怀里抱着大桶冰淇淋的阿福一勺接着一勺,满脸高兴。
“所以你就这么跑了?”阿福问。
江柳叹气:“是啊。”
阿福:“那没事了。”
江柳:“怎么没事,她肯定什么都知道了。”
阿福摇头:“不会的。你这段时间一直故意伪装成她讨厌的那种人,现在又直接落跑,她肯定会觉得自己猜错了。”
江柳心里燃起一点希望:“真的假的?”
阿福舀了一大勺冰淇淋喂进嘴里,点头道:“当然是真的,姑娘们最讨厌的就是这种遇到事情只会逃避的男人,我敢说,她就算之前有什么联想,现在也一定不愿意相信你会是她的心上人。”
江柳稍微放了心,拍拍阿福肩头说:“阿福,好兄弟。”
“哎,别啊,我还没说完呢。”阿福放下勺子,“虽然你一直装得很好,让人难以动心,可你自己呢?你自己有没有动过心?”
阿福感叹似的仰起头:“你可是跟了她整整七年啊。”
江柳怔愣片刻,几秒后才理直气壮地回答:“没有。”
阿福扭头看他一眼,一副欲言又止的样子,没说什么,重新低下脑袋一本正经地吃冰淇淋。
“啧,”江柳说,“我真没有。”
阿福抬起头,没看他:“哦。”
听不出到底是信了,还是没信。
但直觉告诉他,阿福没信。
别说阿福不信,其实连他自己都有点怀疑,七年来,这心里头的那份心思究竟是什么。
不过他很明确,那一定不是喜欢,一定也不是动了心,那是一种奇怪的,说不清道不明的感情,他一时半会也说不上来。
再说,他本就不是那个人,只不过是擅自做主用了那个名字而已。
江柳想啊想,想到阿福吃光了那一大桶冰淇淋也没想出个所以然来。
阿福困了,抱着空掉的冰淇淋桶起身,拍了拍他肩膀,说:“下次来,给我带榴莲口味的。”
江柳无奈摇头,听着身后脚步声渐渐远了,仍旧低着脑袋,一个人在土地庙外面的青石阶上坐着。
好在鬼差无需睡眠也能精力充沛,他思考到后半夜,突然听到身边传来震动声,嗡嗡两下,十分简短,那是勾碟来任务了。
这意味着绿城范围内有人即将死去。
江柳没感应到信息内容,因为勾碟此时不在他身上,他没感应到只能说明,蒲玉压根没打开过勾碟。
他担心是出了什么事,思量片刻,还是决定回去再说。
***
绿城医院住院部。
一个五官清秀的年轻女人倒在地上,一手搭在脖子上,一手摊在一旁,双眼直勾勾地盯着远处,一眨不眨,逐渐失焦。

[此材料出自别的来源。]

PR #298, opened 2016-01-22
Wiki Page

MasterBugPatch:
This is the initial wiki page creation


peppy:
Does it still display correctly for you? Seems like some upstream changes may have broken it slightly:

MasterBugPatch:
It looks like everything works in your screenshot except for the header image I have in there, do you have the header image locally?

peppy:
The page is no longer in the correct containers, and spews out to the sides. Here's a better shot:

MasterBugPatch:
Okay, I'll make changes accustomed to it. Should I make the side navigation hidden on mobile or smaller screens?

peppy:
Yeah, that's probably a good direction to go.

MasterBugPatch:
Got it, thanks for the help :).

TPGPL:
@peppy need any help with transporting articles to new.ppy.sh?

flashwave:
@TPGPL pretty sure it's just going to use the mediawiki database, like how the forum uses the phpbb database

nanaya:
Design and stuff have been changed and then implemented.

PR #299, opened 2016-01-22
Store checkout threshold

peppy:
Until now, we've been negating stock of items temporarily while we are overwhelmed with orders. This is ugly from a user's perspective (the whole store is marked OUT OF STOCK) and a pain to manage.

This automates the process by adding a confirmation step for users placing orders to let them know that there will be delays on their orders. It also means that users can now place orders even when we are running behind, and they will be shipped in sequential order.


resources/assets/coffee/store.coffee
```diff
@@ -77,6 +77,17 @@ $(document).on 'input', '#username.form-control', ->
     $status.html "Checking availability of #{requestedUsername}..."
     debouncedCheckUsernameValidity()
 
+#checkout checks
+checkCheckoutConfirmations = ->
+  $checkboxes = $('.checkout-confirmation-step')
+  $checkboxesChecked = $('.checkout-confirmation-step:checked')
+  $('#checkout-with-paypal').toggleClass('disabled', $checkboxesChecked.length < $checkboxes.length)
+
+$(document).on 'ready page:load', ->
```
nanaya: passing just function name also work (`$(document).on 'ready page:load', checkCheckoutConfirmations`)

resources/assets/coffee/store.coffee
```diff
@@ -77,6 +77,17 @@ $(document).on 'input', '#username.form-control', ->
...
+  checkCheckoutConfirmations()
+
+$(document).on 'change', '.checkout-confirmation-step', ->
```
nanaya: javascript related classes should be prefixed with `js-`...

resources/assets/coffee/store.coffee
```diff
@@ -77,6 +77,17 @@ $(document).on 'input', '#username.form-control', ->
     $status.html "Checking availability of #{requestedUsername}..."
     debouncedCheckUsernameValidity()
 
+#checkout checks
+checkCheckoutConfirmations = ->
+  $checkboxes = $('.checkout-confirmation-step')
+  $checkboxesChecked = $('.checkout-confirmation-step:checked')
```
nanaya: not really matter but `$checkboxes.filter(':checked')` also work.

resources/assets/coffee/store.coffee
```diff
@@ -77,6 +77,17 @@ $(document).on 'input', '#username.form-control', ->
...
+  $('#checkout-with-paypal').toggleClass('disabled', $checkboxesChecked.length < $checkboxes.length)
```
nanaya: Using `.js-checkout-confirmation--button` for this and `.js-checkout-confirmation--step` for the checkboxes will perhaps be easier to understand? (or some better class names)

config/osu.php
```diff
@@ -26,6 +26,10 @@
             'topic_ids' => array_map('intval', explode(' ', env('SLACK_WATCH_TOPIC_IDS', '259747'))),
         ],
     ],
+    'store' => [
+        'delayed_shipping_order_threshold' => 100,
+        'delayed_shipping_order_message' => '', //default uses checkout.delayed_shipping localised message.
```
nanaya: take from env instead? Saves modifying this file when needing custom message.

app/Http/Controllers/StoreController.php
```diff
@@ -115,7 +115,9 @@ public function getCheckout()
 
         $addresses = Auth::user()->storeAddresses()->with('country')->get();
 
-        return view('store.checkout', compact('order', 'addresses'));
+        $delayedShipping = Store\Order::where('orders.status', 'paid')->count() > env('DELAYED_SHIPPING_ORDER_THRESHOLD', 100);
```
nanaya: I vaguely remember having some kind of pain figuring out environment variables outside of config files so I usually prefer this flow

```
env -> config -> app
```

resources/views/store/checkout.blade.php
```diff
@@ -62,12 +62,30 @@
             <div class="osu-layout__sub-row osu-layout__sub-row--lg1">
                 <h1>Payment</h1>
 
+                @if($delayedShipping)
+                <div class="alert alert-warning">
+                    <p><strong>IMPORTANT: SHIPPING DELAYS</strong></p>
+
+                    <p>
+                        {!! Markdown::convertToHtml(env('DELAYED_SHIPPING_ORDER_MESSAGE', config('store.delayed_shipping_order_message', trans('store.checkout.delayed_shipping')))) !!}
```
nanaya: what's... happening here? ಠ_ಠ

`env(config(), trans())`?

沈央对死亡没什么实感,只感觉浑身发凉,刺骨的凉,还有水声,汩汩流动的声响。
她想,原来这就是所谓的死亡啊。
跟想象中确实有点不太一样。
距离沈央死亡现场不足十米的距离,凶手被当场抓获。
远远的,沈央就这么看着电梯间那边走过的人,失焦的目光一点点回溯,她忽然眨了眨眼,瘫软无力的手指动了两下,随即坐起身来,一脸茫然。
扫过四周所有人,她发现了一件可怕的事:这些人好像看不见她。
不太妙。
沈央不知道原因,只是心头冒出这么个念头,不太妙。
至于是什么不太妙,她一时半会没想起来。
沈央站起身,狠狠摇晃两下,随即稳住身形,朝着走廊尽头走去。
地上溅开的血迹她没看见,周围的警察叫她名字的声音她没听见,她只是盯着走廊尽头,一步一步,一直走。

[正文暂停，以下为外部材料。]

PR #309, opened 2016-01-26
Red color take two

nanaya:
I also noticed that attempting to mix in non-US English when the rest of libraries use US English results in useless confusion (variables, method names, etc).

Thereby I propose using US English for everything except as display text (e.g. values in `resources/lang/en`) ┐(･_･)┌

### DIFF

走过楼梯口的时候,吹来了一阵诡异的凉风,沈央回头看去。
怪事,没有窗户的地方,竟然也会有风。
沈央收回目光,再次看向走廊尽头,她眼中闪过一丝惊诧,眼瞳里映出一道人影。
走廊尽头站着一个红衣女人,穿着一身样式繁复的古代婚服,头戴金钗步摇,垂落的金链随风而动。
唯独那双脚,似乎什么也没穿,在裙下露出一点白皙。
沈央朝着女人走去。
她前脚刚走,旁边楼道里便急吼吼上来个女人,如果沈央回头,她就会看见这个女人跟此时站在走廊尽头的女人模样十分相似,唯一的区别只是那身衣服。
蒲玉三步并作一步冲到楼上,来到走廊,一转头就看见了远处一堆人。
她掀开警戒线往里走,沿路的血迹刺目惊心,那个躺在地上一动不动的大概就是她要找的人。
“沈央?”蒲玉压低声音叫了一声。
“你怎么进来的?”有警察上来拦住她,“这里不能进,赶紧走。”
蒲玉抬手作挡:“我是来……”
“你是记者吧?”警察说,“这里不能拍照,快走快走。”
“不是不是,我……”蒲玉着急摆手。
方知远转头正好看见这一幕,眼底惊讶转瞬即逝,扬声道:“是我叫她来的。”
警察这才放下手,依旧用那副疑惑的表情打量她。
蒲玉忽略所有打量的目光,一步步走向地上的尸体。
她缓缓蹲下身,旁边穿着白大褂的人似乎是打算出言阻止,方知远递去一个眼神,那人便放下手头的事,不解的往旁边让了让。
收到勾碟的死亡信息,是在五分钟前,蒲玉见到了一夜未归的江柳,正准备跟他继续昨晚的话题深入一下,但江柳直接走上来把手伸进她兜里。
勾碟不在兜里,在电脑包里。
江柳摸了空,惯性又要去翻她的另一个兜,但蒲玉这时候已经反应过来,一巴掌拍在他手背上,江柳一愣,手背以肉眼可见的速度红了起来,一个完完整整的巴掌出现在他手背上。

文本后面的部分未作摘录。